Task statement:
Beginning at the line containing "controller = new AbortController();" in the material below and ending at the line containing "Tidy-up on md_parliament, no", return each line exactly and add nothing.

The records:
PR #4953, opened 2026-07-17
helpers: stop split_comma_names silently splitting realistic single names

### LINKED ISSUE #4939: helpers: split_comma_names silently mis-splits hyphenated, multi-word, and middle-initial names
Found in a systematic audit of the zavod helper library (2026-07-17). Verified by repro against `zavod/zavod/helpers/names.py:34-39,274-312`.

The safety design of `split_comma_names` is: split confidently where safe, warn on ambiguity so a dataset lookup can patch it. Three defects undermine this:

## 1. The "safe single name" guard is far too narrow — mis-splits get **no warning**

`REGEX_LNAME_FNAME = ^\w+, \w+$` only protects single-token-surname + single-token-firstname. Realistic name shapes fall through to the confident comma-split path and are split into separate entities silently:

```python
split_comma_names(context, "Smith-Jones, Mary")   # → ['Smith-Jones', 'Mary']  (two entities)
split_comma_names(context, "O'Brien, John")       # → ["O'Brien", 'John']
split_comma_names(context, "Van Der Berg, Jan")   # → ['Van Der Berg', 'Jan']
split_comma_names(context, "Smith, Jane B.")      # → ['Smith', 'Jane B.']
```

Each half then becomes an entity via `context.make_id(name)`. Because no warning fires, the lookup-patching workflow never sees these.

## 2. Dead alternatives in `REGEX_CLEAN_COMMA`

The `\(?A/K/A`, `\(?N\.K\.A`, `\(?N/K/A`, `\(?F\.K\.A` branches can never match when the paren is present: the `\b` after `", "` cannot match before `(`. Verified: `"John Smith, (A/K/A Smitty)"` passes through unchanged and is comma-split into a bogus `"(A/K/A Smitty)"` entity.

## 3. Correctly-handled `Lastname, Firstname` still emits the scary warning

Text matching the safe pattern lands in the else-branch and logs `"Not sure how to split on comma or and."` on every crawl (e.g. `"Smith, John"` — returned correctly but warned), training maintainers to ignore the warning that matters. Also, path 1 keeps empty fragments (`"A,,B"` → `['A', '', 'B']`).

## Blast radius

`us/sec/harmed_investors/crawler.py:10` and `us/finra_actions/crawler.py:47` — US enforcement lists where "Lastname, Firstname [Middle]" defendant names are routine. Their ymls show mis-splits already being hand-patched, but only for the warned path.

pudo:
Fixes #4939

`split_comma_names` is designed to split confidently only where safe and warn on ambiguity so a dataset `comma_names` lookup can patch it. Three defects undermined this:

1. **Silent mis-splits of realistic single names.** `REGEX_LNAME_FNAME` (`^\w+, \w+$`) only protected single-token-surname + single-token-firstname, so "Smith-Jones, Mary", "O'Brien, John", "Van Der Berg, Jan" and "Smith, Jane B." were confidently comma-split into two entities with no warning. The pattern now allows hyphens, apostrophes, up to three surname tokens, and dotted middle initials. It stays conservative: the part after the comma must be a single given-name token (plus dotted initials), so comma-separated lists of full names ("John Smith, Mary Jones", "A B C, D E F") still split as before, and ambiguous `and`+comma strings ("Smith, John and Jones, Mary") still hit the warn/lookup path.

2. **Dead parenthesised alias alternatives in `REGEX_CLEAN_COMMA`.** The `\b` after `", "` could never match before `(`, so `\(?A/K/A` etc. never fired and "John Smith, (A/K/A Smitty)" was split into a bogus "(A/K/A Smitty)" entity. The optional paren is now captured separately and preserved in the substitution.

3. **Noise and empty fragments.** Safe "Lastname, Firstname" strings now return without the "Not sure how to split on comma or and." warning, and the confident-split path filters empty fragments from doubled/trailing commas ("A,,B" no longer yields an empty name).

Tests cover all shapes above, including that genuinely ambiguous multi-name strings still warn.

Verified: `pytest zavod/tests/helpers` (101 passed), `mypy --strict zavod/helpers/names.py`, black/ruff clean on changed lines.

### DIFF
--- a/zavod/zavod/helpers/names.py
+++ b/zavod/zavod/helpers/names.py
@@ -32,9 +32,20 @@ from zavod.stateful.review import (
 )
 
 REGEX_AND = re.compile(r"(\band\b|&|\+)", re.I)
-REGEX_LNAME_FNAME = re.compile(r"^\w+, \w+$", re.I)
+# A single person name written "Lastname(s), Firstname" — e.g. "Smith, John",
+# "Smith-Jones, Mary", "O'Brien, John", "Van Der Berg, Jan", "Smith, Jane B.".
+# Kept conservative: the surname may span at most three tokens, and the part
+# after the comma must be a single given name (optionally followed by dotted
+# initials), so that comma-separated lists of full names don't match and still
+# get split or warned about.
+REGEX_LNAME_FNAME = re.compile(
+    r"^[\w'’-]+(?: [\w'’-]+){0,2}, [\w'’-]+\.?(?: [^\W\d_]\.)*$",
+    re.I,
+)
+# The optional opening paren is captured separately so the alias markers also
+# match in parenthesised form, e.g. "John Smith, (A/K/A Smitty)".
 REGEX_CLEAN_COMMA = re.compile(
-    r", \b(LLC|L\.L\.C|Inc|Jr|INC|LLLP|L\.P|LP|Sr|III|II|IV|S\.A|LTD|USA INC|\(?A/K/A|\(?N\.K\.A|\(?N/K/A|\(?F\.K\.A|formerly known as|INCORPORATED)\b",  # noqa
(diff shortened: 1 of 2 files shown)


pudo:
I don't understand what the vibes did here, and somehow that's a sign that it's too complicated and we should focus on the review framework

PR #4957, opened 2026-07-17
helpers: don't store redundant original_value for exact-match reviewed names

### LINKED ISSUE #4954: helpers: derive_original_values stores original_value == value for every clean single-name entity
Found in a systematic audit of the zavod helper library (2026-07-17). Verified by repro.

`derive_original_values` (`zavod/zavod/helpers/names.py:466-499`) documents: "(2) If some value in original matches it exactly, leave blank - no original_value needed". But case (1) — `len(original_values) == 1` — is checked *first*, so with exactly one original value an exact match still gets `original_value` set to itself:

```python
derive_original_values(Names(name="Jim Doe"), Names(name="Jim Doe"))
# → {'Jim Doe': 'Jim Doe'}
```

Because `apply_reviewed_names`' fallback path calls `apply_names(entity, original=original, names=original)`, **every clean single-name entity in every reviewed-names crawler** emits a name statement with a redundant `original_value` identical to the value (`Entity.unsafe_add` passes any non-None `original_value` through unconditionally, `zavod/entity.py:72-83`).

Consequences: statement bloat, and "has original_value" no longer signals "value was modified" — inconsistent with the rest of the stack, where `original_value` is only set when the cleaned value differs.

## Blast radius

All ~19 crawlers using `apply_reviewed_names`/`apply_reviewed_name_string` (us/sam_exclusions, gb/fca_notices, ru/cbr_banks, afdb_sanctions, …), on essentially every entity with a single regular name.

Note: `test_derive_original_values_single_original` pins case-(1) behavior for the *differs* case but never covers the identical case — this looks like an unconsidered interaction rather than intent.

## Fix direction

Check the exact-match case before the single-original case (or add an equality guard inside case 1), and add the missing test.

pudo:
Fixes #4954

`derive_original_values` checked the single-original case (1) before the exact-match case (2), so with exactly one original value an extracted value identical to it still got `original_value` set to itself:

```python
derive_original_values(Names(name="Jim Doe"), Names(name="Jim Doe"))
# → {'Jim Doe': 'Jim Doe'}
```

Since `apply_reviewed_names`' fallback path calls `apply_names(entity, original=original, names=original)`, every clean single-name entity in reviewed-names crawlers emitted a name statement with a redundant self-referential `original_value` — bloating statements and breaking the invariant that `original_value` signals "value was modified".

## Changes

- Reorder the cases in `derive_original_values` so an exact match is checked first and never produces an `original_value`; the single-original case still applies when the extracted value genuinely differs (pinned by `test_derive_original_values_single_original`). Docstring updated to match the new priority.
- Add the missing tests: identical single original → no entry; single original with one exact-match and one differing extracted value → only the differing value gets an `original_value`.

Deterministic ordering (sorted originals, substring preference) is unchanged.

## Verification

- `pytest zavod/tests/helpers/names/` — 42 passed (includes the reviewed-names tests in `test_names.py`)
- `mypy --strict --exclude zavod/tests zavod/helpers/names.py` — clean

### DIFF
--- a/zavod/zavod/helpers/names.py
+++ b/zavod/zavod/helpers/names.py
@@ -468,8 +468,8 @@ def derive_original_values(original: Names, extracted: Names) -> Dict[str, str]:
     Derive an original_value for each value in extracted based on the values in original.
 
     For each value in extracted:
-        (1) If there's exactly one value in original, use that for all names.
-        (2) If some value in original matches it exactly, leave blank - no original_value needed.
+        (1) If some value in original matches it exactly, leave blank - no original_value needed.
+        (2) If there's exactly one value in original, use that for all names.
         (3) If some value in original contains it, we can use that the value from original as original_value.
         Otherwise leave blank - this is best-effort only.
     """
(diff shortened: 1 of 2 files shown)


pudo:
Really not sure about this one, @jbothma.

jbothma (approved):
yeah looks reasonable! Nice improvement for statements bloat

--

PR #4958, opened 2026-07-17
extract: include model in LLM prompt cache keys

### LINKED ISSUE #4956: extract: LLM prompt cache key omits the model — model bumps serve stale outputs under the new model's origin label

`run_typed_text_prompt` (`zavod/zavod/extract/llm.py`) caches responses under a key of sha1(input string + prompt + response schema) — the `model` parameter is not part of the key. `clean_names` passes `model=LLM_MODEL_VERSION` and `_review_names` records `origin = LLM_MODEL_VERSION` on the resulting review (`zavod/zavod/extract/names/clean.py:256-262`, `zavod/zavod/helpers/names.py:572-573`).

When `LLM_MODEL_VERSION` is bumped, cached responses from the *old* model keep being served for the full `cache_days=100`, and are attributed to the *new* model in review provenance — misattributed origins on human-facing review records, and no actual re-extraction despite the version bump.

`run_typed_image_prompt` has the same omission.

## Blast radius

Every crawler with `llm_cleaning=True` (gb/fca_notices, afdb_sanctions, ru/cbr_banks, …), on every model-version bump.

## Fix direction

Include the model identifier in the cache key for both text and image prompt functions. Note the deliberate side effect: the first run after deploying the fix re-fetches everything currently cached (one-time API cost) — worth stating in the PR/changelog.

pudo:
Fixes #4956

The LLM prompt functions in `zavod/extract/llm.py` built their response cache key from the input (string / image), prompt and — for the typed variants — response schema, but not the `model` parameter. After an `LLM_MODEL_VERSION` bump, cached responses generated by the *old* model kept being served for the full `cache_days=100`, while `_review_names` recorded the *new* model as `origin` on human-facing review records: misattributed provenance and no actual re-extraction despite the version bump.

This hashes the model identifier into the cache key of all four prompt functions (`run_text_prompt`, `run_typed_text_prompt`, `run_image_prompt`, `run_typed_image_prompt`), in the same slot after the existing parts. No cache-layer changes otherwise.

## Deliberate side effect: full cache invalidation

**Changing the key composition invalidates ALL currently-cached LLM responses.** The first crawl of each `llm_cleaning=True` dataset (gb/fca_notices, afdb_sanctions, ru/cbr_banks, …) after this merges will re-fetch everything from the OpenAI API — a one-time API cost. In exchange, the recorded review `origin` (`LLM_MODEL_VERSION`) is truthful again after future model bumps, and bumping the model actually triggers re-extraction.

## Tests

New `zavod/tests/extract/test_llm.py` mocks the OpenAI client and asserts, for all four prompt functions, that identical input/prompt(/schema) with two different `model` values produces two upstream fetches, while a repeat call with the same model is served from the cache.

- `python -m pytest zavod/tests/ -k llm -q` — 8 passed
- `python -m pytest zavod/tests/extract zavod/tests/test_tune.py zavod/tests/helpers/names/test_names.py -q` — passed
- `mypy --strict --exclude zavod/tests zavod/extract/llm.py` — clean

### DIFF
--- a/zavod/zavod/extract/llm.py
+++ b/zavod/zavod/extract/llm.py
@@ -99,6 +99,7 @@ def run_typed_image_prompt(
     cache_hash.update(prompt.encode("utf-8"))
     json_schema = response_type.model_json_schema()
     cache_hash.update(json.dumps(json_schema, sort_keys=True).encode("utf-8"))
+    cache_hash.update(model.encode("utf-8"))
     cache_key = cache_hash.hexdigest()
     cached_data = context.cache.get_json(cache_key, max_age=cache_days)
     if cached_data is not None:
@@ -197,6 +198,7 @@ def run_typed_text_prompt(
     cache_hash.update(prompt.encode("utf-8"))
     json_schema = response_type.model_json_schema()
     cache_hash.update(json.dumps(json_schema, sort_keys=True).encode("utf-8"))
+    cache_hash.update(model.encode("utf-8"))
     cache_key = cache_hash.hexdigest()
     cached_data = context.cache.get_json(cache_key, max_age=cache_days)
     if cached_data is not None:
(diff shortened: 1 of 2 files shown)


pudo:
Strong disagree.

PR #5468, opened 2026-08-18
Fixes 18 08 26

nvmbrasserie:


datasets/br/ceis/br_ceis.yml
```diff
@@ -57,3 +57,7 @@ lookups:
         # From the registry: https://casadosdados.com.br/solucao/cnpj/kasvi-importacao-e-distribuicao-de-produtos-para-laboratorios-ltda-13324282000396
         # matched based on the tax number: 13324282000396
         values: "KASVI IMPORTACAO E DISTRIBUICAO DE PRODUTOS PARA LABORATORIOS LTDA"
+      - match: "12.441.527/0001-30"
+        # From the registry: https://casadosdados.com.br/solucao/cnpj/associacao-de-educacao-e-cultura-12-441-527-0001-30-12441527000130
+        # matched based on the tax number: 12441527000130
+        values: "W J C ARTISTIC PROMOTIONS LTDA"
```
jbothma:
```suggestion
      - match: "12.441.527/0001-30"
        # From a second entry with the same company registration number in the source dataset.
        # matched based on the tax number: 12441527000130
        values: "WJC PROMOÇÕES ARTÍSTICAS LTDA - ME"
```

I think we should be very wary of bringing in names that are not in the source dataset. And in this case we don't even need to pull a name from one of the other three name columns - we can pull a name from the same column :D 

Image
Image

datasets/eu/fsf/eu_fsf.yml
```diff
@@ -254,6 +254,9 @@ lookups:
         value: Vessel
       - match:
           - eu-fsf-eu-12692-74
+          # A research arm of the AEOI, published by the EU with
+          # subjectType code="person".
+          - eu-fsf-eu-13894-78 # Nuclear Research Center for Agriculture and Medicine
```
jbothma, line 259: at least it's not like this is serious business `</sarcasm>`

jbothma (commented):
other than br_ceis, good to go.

...

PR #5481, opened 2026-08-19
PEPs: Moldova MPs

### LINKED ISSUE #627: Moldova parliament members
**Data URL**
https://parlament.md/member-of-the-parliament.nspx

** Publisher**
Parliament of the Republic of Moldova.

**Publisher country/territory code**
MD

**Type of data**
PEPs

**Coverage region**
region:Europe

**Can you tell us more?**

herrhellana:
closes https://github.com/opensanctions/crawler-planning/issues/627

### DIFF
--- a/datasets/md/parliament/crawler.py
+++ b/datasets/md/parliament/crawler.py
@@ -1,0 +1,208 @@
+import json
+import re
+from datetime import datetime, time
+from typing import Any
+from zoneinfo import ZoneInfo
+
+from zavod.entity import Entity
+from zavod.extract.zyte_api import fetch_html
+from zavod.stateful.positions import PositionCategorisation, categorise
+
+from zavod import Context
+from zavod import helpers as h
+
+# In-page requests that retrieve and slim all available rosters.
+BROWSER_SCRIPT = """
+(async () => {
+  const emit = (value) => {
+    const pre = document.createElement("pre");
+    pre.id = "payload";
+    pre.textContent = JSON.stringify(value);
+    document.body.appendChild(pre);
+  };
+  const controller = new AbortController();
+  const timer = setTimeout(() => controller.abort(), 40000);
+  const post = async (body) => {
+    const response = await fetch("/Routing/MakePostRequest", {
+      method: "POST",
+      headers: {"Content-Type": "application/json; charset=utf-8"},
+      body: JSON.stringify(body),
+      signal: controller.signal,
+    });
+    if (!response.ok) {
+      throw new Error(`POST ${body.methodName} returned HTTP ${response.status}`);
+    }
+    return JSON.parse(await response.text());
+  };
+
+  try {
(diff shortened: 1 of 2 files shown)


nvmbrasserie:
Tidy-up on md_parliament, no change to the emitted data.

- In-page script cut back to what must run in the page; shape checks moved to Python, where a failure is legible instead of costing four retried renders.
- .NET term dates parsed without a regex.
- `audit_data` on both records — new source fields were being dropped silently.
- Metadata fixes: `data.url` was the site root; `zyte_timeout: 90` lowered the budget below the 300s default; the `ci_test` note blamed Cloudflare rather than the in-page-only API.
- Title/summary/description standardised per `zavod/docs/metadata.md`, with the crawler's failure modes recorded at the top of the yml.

Answer to the exercise:
+  const controller = new AbortController();
+  const timer = setTimeout(() => controller.abort(), 40000);
+  const post = async (body) => {
+    const response = await fetch("/Routing/MakePostRequest", {
+      method: "POST",
+      headers: {"Content-Type": "application/json; charset=utf-8"},
+      body: JSON.stringify(body),
+      signal: controller.signal,
+    });
+    if (!response.ok) {
+      throw new Error(`POST ${body.methodName} returned HTTP ${response.status}`);
+    }
+    return JSON.parse(await response.text());
+  };
+
+  try {
(diff shortened: 1 of 2 files shown)


nvmbrasserie:
Tidy-up on md_parliament, no change to the emitted data.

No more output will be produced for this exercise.